PR #778, opened 2026-08-28
fix(ui): standardize detail field spacing

### LINKED ISSUE #759: ui: Server summary fields on the Capability Statement page have no vertical spacing between them
## Summary

The Server Summary card on `/ui/capability-statement` stacks its seven labeled fields with **no vertical separation at all**. The gap inside a field (label to value, 5px) is larger than the gap between fields (0px), so the block reads as one continuous run of alternating text instead of seven distinct rows.

## Current behavior

Load `/ui/capability-statement`. The first card, "Server summary", renders seven `.detail__field` rows — Description, URL, FHIR version, Status, Kind, Date, Formats — directly inside a `.card__body`:

```html
<div class="card__body">
  <div class="detail__field"><span>DESCRIPTION</span><div>…</div></div>
  <div class="detail__field"><span>URL</span><div>…</div></div>
  …
</div>
```

`.detail__field` is a flex column whose `gap: 5px` separates its own label from its own value, and it carries **no margin of its own** (`crates/ui/assets/app.css:3143-3148`). Everywhere else that pattern is used, the *parent* supplies the separation:

- `.detail` (the sticky sidebar) — `gap: 12px` (`crates/ui/assets/app.css:2976-2985`)
- `.form-panel` — `gap: 12px` (`crates/ui/assets/app.css:2989-2994`)
- `.kv-grid` — `gap: 14px 18px` (`crates/ui/assets/app.css:3265-3270`)

`.card__body` supplies none. It is `padding: 14px` and nothing else — no `display: flex`, no `gap` (`crates/ui/assets/app.css:755-757`). So the rows butt directly against each other, and the next field's uppercase label sits flush under the previous field's value.

The single column is a second problem: seven short values (`4.0.1`, `active`, `instance`, a date) each take a full-width row, so the card is far taller than its content needs and the values float alone in a wide empty band.

## Expected behavior

The Server Summary fields are separated from one another by more space than separates a label from its own value, so each field reads as a unit. Short values sit two-up rather than each claiming a full-width row, with the long ones (Description, URL) spanning the full width.

## Evidence

- `crates/ui/templates/pages/capability-statement.html:16-24` — the seven `.detail__field` rows inside a bare `.card__body`
- `crates/ui/assets/app.css:3143-3148` — `.detail__field` has `gap: 5px` internally and no outer margin
- `crates/ui/assets/app.css:755-757` — `.card__body { padding: 14px; }`, no flex, no gap
- `crates/ui/assets/app.css:3265-3270` — `.kv-grid`, the container this pattern is normally given

Compare the two pages that render the same "box of labeled fields" correctly, both of which wrap the rows in `.kv-grid`:

- `crates/ui/templates/pages/compartments.html:51-54`
- `crates/ui/templates/pages/bulk-import-detail.html:38-41`

Server Summary is the odd one out.

## Suggested approach

Wrap the seven rows in the existing `.kv-grid` rather than inventing new spacing. That yields the 14px row / 18px column gap, a two-column layout that collapses to one column under 1100px (`crates/ui/assets/app.css:3353-3355`), and it aligns this card with Compartments and the Bulk Import detail page.

Then mark the two long fields `detail__field--wide` (`crates/ui/assets/app.css:3272-3274`, `grid-column: 1 / -1`) so Description and the implementation URL span both columns instead of being squeezed into a half-width cell and wrapping badly.

Note `.kv-grid` carries `margin-bottom: 14px`, which will double up with `.card__body`'s own 14px bottom padding. Check that in the browser and drop one of the two if the foot of the card ends up too deep.

**Do not fix this by adding `display: flex; gap` to `.card__body`.** It is shared by many cards whose bodies are forms, textareas, empty states, and prose (`crates/ui/templates/pages/sql-view-definitions.html`, `sql-library.html`, `sql-export.html`, and others), and turning it into a flex column would reflow all of them.

## Scope / out of scope

- In scope: the Server summary card on `/ui/capability-statement`.
- Out of scope: the other cards on that page (Interactions, Operations, Resources) and the `.detail__field`-in-`.card__body` instances on `crates/ui/templates/pages/sql-export.html:63-83` and `sql-files.html:23-27`, which have the same underlying cause. Worth fixing, but those pages are getting a design pass in #756 — leave them to it rather than spot-patching twice.

Gordex2014:
## Summary

- establish one parent-owned spacing contract for every visible `.detail__field` surface
- render Capability Statement metadata as a responsive two-column grid with wide Description and Base URL fields
- apply the shared stack/flush primitives to SQL Export, SQL Files, and Bulk Import without broad `.card__body` changes
- document the invariant and responsive composition with an ASCII representation
- add HTTP and Playwright regression coverage across all affected pages and 1440/1240/390px viewports

## Validation

- `cargo test -p helios-ui` — 230 passed
- affected Playwright ring — 26 passed
- code review: Standards and Spec axes clean after remediation
- manual HITL approved before PR creation

## Known pre-existing failure

The full Playwright run exposed `queries.spec.ts:45` (results pagination). It reproduces unchanged on the pinned base commit `b64503ff`, so it is not caused by this diff.

Closes #759


Gordex2014:
## Visual evidence

Before and after at 1440 x 900.

**Before**
capability-statement-1440x900-real

**After**
capability-statement-1440x900-real

smunini (approved):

What to do.
Only lines with the word "pattern" are wanted. Find and copy them from the records above.

Task output.
`.detail__field` is a flex column whose `gap: 5px` separates its own label from its own value, and it carries **no margin of its own** (`crates/ui/assets/app.css:3143-3148`). Everywhere else that pattern is used, the *parent* supplies the separation:
- `crates/ui/assets/app.css:3265-3270` — `.kv-grid`, the container this pattern is normally given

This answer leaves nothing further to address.